# Newbie from Lanc's



## wildcampo (Jan 25, 2009)

Hi Folks,
This is my first post and I'd just like to say best wishes to you all. I'm new to motor home/wild camping although on-and-off I've been wild camping with a tent for many years.   
I came across this site by chance yesterday, and in a nutshell, it's great to have the opportunity to be part of a like minded community. That said, I'm looking for any wild campsites reasonably close to the Leeds/Liverpool canal (we're going to do a couple of days cycling on the towpath)  anywhere between the Burnley and Bingley section.

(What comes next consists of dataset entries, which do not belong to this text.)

PR #311, opened 2019-05-16
network-tracer: Fix leaky stats objects that resulted in underflows

sfluor:
I took a dump of the state / added debug logs to the tracer and got:

```
--------- network-tracer logs --------------------

network-tracer.log:11:2019-05-16 14:36:57 UTC | NETWORK | ERROR | (ebpf/state.go:305 in updateConnWithStats) | underflow occured ! p:6687|src:172.21.58.160:9000|dst:172.21.3.190:22662|f:0|t:0

---------- ebpf logs -----------------------------

ebpf.logs:64486:         foo-6740  [003] d... 674427.956290: : closing conn sport:9000, dport:22662, daddr_l:-1107094100
ebpf.logs:97361:         foo-6696  [001] d... 674572.249423: : closing conn sport:9000, dport:22662, daddr_l:-1107094100

---------- state events dump ---------------------

CLOSE: {"pid":6687,"type":0,"family":0,"net_ns":4026531957,"source":"172.21.58.160","dest":"172.21.3.190","sport":9000,"dport":22662,"direction":1,"monotonic_sent_bytes":134,"last_sent_bytes":0,"monotonic_recv_bytes":4254,"last_recv_bytes":0,"monotonic_retransmits":0,"last_retransmits":0,"last_update_epoch":674411329457181}

CONNECTION: {"pid":6687,"type":0,"family":0,"net_ns":4026531957,"source":"172.21.58.160","dest":"172.21.3.190","sport":9000,"dport":22662,"direction":1,"monotonic_sent_bytes":0,"last_sent_bytes":0,"monotonic_recv_bytes":4254,"last_recv_bytes":0,"monotonic_retransmits":0,"last_retransmits":0,"last_update_epoch":674411316811701}

CLOSE: {"pid":6687,"type":0,"family":0,"net_ns":4026531957,"source":"172.21.58.160","dest":"172.21.3.190","sport":9000,"dport":22662,"direction":1,"monotonic_sent_bytes":177,"last_sent_bytes":0,"monotonic_recv_bytes":1283,"last_recv_bytes":0,"monotonic_retransmits":0,"last_retransmits":0,"last_update_epoch":674555618757552}
```

In this case the time between the `CONNECTION` event and the second `CLOSE` event is ~140s which is less than 2mn + 30s (our expiry limit for TCP connections + our polling interval), that's why the connection was not considered expired by the userspace code.

The main issue is that the second close event has less stats than the connection event (without a connection close between the two), and there is only 2 close events for this daddr, dport couple in the eBPF logs (that relates to the 2 we have in the state dump).

(I also had a script running that took a dump of the eBPF map every 15 seconds and it didn't have any connection for this (daddr, dport) couple)

There is likely something wrong with how we deal with close events but I don't know what's the issue.

I thought it was coming from close events we would drop here https://github.com/DataDog/datadog-process-agent/blob/master/ebpf/c/tracer-ebpf.c#L557 but I added a debug log there and it was not showing up so it does not seem to be the issue.

The goal of this PR is to at least fix the issue by clearing the old stats objects when we see a connection close event (except if the connection became active again). The issue could still appear if the interval between the CONNECTION and CLOSE event is smaller than our polling interval (30s).

It also fixes an other case where we could have underflows on closed connections becoming active again.

### DIFF
--- a/ebpf/state.go
+++ b/ebpf/state.go
@@ -141,7 +141,20 @@ func (ns *networkState) Connections(id string, latestTime uint64, latestConns []
 	// Update all connections with relevant up-to-date stats for client
 	conns := ns.mergeConnections(id, connsByKey)
 
-	// Flush closed connection map
+	// XXX: we should change the way we clean this map once
+	// https://github.com/golang/go/issues/20135 is solved
+	newStats := make(map[string]*stats, len(ns.clients[id].stats))
+	for key, st := range ns.clients[id].stats {
+		// Don't keep closed connections' stats
+		_, isClosed := ns.clients[id].closedConnections[key]
+		_, isActive := connsByKey[key]
+		if !isClosed || isActive {
+			newStats[key] = st
+		}
+	}
+	ns.clients[id].stats = newStats
+
+	// Flush closed connection map and stats
 	ns.clients[id].closedConnections = map[string]ConnectionStats{}
 
 	return conns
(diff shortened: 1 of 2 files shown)


ebpf/state.go
```diff
@@ -267,6 +276,28 @@ func (ns *networkState) mergeConnections(id string, active map[string]*Connectio
 	return conns
 }
 
+func (ns *networkState) updateConnWithStatsAndActiveConn(client *client, key string, active ConnectionStats, closed *ConnectionStats) {
```
sunhay: `updateConnWithStatWithActiveConn`?

Also add a comment on exactly why we need this function over `updateConnWithStats`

I'd appreciate it very much if anyone in the community can help? 
Kind regards
Greg


----------



## Geoff.W (Jan 25, 2009)

Hello and welcome to the wildside.


----------



## TWS (Jan 25, 2009)

Hi Greg welcome to the wildside of life, yeah this is a great site for like minded M/H owners, loads of help and useful information.

Regards Tom


----------



## Deleted member 775 (Jan 25, 2009)

hi there and welcome hope you enjoy


----------



## Belgian (Jan 25, 2009)

Hi, 
Welcome to the madside and wildhouse 
I'm sure you'll find an answer to all your questions here, if not: it's for free 
Enjoy


----------



## Pioneer (Jan 26, 2009)

Welcome wildcampo, and enjoy the site. 

Happy Camping (Lancs Lad)


----------



## wildcampo (Jan 29, 2009)

Hi folks,

Sorry about the delay but many thanks for a warm welcome.

Regards
Greg


----------